#### ABOUT THIS TASK:
Go through the entries below line by line and tally those holding "there"; write only the tally.

Saved data entries
<<<<

PR #568, opened 2019-02-16
added option to change S3Uploader for FakeS3 when running with SECOR_…

nikshepsvn:
…DEV='true'

### DIFF
--- a/src/main/java/com/pinterest/secor/uploader/S3UploadManager.java
+++ b/src/main/java/com/pinterest/secor/uploader/S3UploadManager.java
@@ -128,6 +128,9 @@ public class S3UploadManager extends UploadManager {
         if (mConfig.getAwsClientPathStyleAccess()) {
             S3ClientOptions clientOptions = new S3ClientOptions();
             clientOptions.setPathStyleAccess(true);
+            if (System.getenv("SECOR_DEV") == "true"){
+                clientOptions.setChunkedEncodingDisabled();
+            }
             client.setS3ClientOptions(clientOptions);
         }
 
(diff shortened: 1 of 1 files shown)


src/main/java/com/pinterest/secor/uploader/S3UploadManager.java
```diff
@@ -128,6 +128,9 @@ public void refresh() {}
         if (mConfig.getAwsClientPathStyleAccess()) {
             S3ClientOptions clientOptions = new S3ClientOptions();
             clientOptions.setPathStyleAccess(true);
+            if (System.getenv("SECOR_DEV") == "true"){
+                clientOptions.disableChunkedEncoding();
```
HenryCaiHaiying: What was the problem with checked encoding?

HenryCaiHaiying: And when is SECOR_DEV being set?

drrzmr: I guess that @nikshepsvn are setting `SECOR_DEV` only in his development environment. IMHO this approach are like "easter eggs", better approach are use properties to change this, where it must be well documented what is the propose of this setting.

nikshepsvn:
Oops everyone, was supposed to make this PR on a fork of this repo! What I've heard is that fakeS3 bugs out when using chunkedEncoding (see: https://github.com/jubos/fake-s3/issues/164) but even after I figured that out and got it working there was some SSL issues connecting to the bucket which I have created issues for.

PR #593, opened 2019-02-27
Fix deadlock when secor.upload.on.shutdown=true

glasser:
The secor.upload.on.shutdown feature worked fine if we were shutting down
because we received a signal, but not if we were shutting down because a
Consumer thread had crashed and the UncaughtExceptionHandler had called
System.exit(1). In that case we'd get a deadlock and the program would never
exit.

Change the shutdown hook to do nothing if any Consumer thread called
System.exit.

The simplest way to implement this is to move the UncaughtExceptionHandler into
the Consumer thread itself as a big try block, so I did that.


glasser:
CI failure is maven.twttr.com being down: https://github.com/twitter/commons/issues/418

HenryCaiHaiying:
Thanks for fixing the twitter maven issue.

Issue #600, opened 2019-02-28
Messages can be uploaded multiple times to different files


glasser:
I think there's a fundamental problem with the Secor upload algorithm that can lead to messages appearing multiple times in backups.

Let's say you have a consumer running on a single topic/partition, dividing up messages into hourly files.  The current committed offset is 11111111111111111111. The messages it finds span an hour break. It has created these two files:

```
y=2019/m=02/d=28/H=10/1_1_11111111111111111111.gz
y=2019/m=02/d=28/H=11/1_1_11111111111111111111.gz
```

It decides to upload, takes out the Zookeeper lock, uploads both files, but crashes before updating the Zookeeper committed offset. (In practice this could be "uploads the first few of a large number of files", especially if you're using something like SplitByFieldMessageParser that produces many files not just on hour boundaries.)

A new consumer takes over this topic/partition and starts writing messages locally. It will choose the same filenames for its files. But for whatever reason, this consumer decides it's time to upload faster than the previous iteration did, before it even gets to the second hour worth of messages. It uploads only this file:

```
y=2019/m=02/d=28/H=10/1_1_11111111111111111111.gz
```

It successfully updates the ZK offset to 11111111111111199999, and continues reading messages.  Now it creates these two files locally and uploads them:

```
y=2019/m=02/d=28/H=10/1_1_11111111111111199999.gz
y=2019/m=02/d=28/H=11/1_1_11111111111111199999.gz
```

Now these files all exist in storage:

```
y=2019/m=02/d=28/H=10/1_1_11111111111111111111.gz (overwritten by the second attempt)
y=2019/m=02/d=28/H=10/1_1_11111111111111199999.gz
y=2019/m=02/d=28/H=11/1_1_11111111111111111111.gz (uploaded by the first attempt)
y=2019/m=02/d=28/H=11/1_1_11111111111111199999.gz
```

But messages in the third file also appear in the fourth file!

I haven't tried making this happen in practice; this is based on reasoning about the code.

My assumption has been that once Secor has made it well past a timestamp range you can assume that every Kafka message has been uploaded exactly once, but this example seems to break that.

One thought for fixing this: Each topic/partition gets a "current upload" node, which is a list of files in storage. The upload logic (Uploader.uploadFiles) becomes:

- Take out lock
- Read current offset from ZK and stop if it doesn't match what we think it should be (no change from present)
- Read "current upload" file if it exists and delete all files named there from storage.
- Write "current upload" file with the list of files we're going to upload to storage.
[...]

PR #602, opened 2019-03-01
Add deterministic upload mode

glasser:
This is to avoid #600.

In this mode, decisions about whether to upload files are *only* based on
properties of the input messages themselves: timestamps and input message
payload size.  We don't care about real-world time, disk file timestamps, or log
file size; we don't support upload on shutdown; and we check for uploads after
every message.

Configuration:

- set secor.upload.deterministic=true
- Configure at least one of secor.max.file.timestamp.range.millis and
  secor.max.input.payload.size.bytes.
- If you've configured secor.max.file.timestamp.range.millis, you must
  set kafka.useTimestamp=true and ensure that your FileReader/FileWriter
  supports timestamps.

### DIFF
--- a/src/main/java/com/pinterest/secor/common/DeterministicUploadPolicyTracker.java
+++ b/src/main/java/com/pinterest/secor/common/DeterministicUploadPolicyTracker.java
@@ -1,0 +1,108 @@
+/*
+ * Licensed to the Apache Software Foundation (ASF) under one
+ * or more contributor license agreements.  See the NOTICE file
+ * distributed with this work for additional information
+ * regarding copyright ownership.  The ASF licenses this file
+ * to you under the Apache License, Version 2.0 (the
+ * "License"); you may not use this file except in compliance
+ * with the License.  You may obtain a copy of the License at
+ *
+ *   http://www.apache.org/licenses/LICENSE-2.0
+ *
+ * Unless required by applicable law or agreed to in writing,
+ * software distributed under the License is distributed on an
+ * "AS IS" BASIS, WITHOUT WARRANTIES OR CONDITIONS OF ANY
+ * KIND, either express or implied.  See the License for the
+ * specific language governing permissions and limitations
+ * under the License.
+ */
+
+package com.pinterest.secor.common;
+
+import com.pinterest.secor.io.KeyValue;
+import com.pinterest.secor.message.Message;
+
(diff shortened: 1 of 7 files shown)


glasser:
I don't know if this fix is good to be upstreamed or if it's what the project wants, but it's what we're going to try for our installation.

src/main/java/com/pinterest/secor/common/DeterministicUploadPolicyTracker.java
```diff
@@ -0,0 +1,109 @@
...
+    if (maxFileTimestampRangeMillis > 0) {
+      mMaxFileTimestampRangeMillis = maxFileTimestampRangeMillis;
+    } else {
+      mMaxFileTimestampRangeMillis = Long.MAX_VALUE;
+    }
+    if (maxInputPayloadSizeBytes > 0) {
+      mMaxInputPayloadSizeBytes = maxInputPayloadSizeBytes;
+    } else {
+      mMaxInputPayloadSizeBytes = Long.MAX_VALUE;
+    }
```
zionts: Should there be validation that at least one value is non-zero?

src/main/java/com/pinterest/secor/consumer/Consumer.java
```diff
@@ -143,14 +156,17 @@ public void run() {
                 }
 
                 long now = System.currentTimeMillis();
-                if (nMessages++ % checkMessagesPerSecond == 0 ||
+                if (mDeterministicUploadPolicyTracker != null ||
```
zionts: Could this still be non-deterministic dependent on the time taken within this loop? Will we be segmenting on disk before the upload (i.e. only uploading the portion that we would have uploaded had we checked in time?)

HenryCaiHaiying:
Looks good to me.  I will merge in this PR, it's a good fix for secor.

jeremyplichtafc:
@glasser - I was reading your code and trying to understand something. If deterministic mode only looks at the time difference in the message for that partition and the size of input for that partition wont you have the case where a partition only gets a handful of messages (never triggering the time or size criteria) and is never uploaded? Especially if you are splitting them up into smaller partitions using SplitByFieldMessageParter.

glasser:
That's probably correct, and should be mentioned in the docs for the option — open a PR?

PR #415, opened 2019-11-04
QCOW2 disk image support

sagark:
This results in massive savings for root disk sizes in sim. Also includes some misc cleanup for supernode handling. This does not include support for generating qcow2 images in marshal, I just generated them by hand for linux-uniform.

The default linux-uniform .img is 2.0G, the qcow2 version is 40M. Verified that as the simulation writes to disk, the qcow2 size grows.

infrasetup times for linux-uniform:

qcow, fresh inst: 1m45s
img, fresh inst: 2m6s

qcow, primed inst: 50s
img, primed inst: 1m1s

This is now ready for review @davidbiancolin @a0u . 

@NathanTP this is ready to test out with marshal qcow2 support.


build-setup-nolog.sh
```diff
@@ -143,6 +143,10 @@ if wget -T 1 -t 3 -O /dev/null http://169.254.169.254/; then
     sudo pip3 install -r sw/firesim-software/python-requirements.txt
     cat sw/firesim-software/centos-requirements.txt | sudo xargs yum install -y
 
+    # Setup for using qcow2 images
+    cd $RDIR
+    ./scripts/install-nbd-kmod.sh
```
davidbiancolin: can this be put in machine launch?

deploy/runtools/firesim_topology_elements.py
```diff
@@ -353,7 +370,7 @@ def get_sim_start_command(self, slotno):
         Currently hardcoded to 4 nodes.
```
davidbiancolin: This comment seems out-of-date.

deploy/runtools/run_farm.py
```diff
@@ -378,6 +378,34 @@ def fpga_node_xdma(self):
...
+        self.instance_logger("""Setting up remote node for qcow2 disk images.""")
+        with StreamLogger('stdout'), StreamLogger('stderr'):
+            # get qemu-nbd
+            run('sudo yum -y install qemu-img')
+            # copy over kernel module
+            put('../build/nbd.ko', '/home/centos/nbd.ko', mirror_local_mode=True)
+
+    def load_nbd_module(self):
+        """ load the nbd module. """
+        self.unload_nbd_module()
```
davidbiancolin: I think it might be good to capture in comments why we have to unload first>

build-setup-nolog.sh
sagark: I wanted to put this here for two reasons:
1. It could be brittle to start out, so it's easier to get a log for it this way/fix it
2. If something updates the kernel version, it needs to be rebuilt

deploy/runtools/run_farm.py
sagark: done

deploy/runtools/firesim_topology_elements.py
sagark: fixed

PR #418, opened 2019-11-05
Fix Target-Level Simulation When FireSim is Top

davidbiancolin:
[This requires a Chipyard bump or a branch of Chipyard. Will not merge until we have reason to bump.]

>>>>

#### ANSWER TO THIS EXERCISE:
4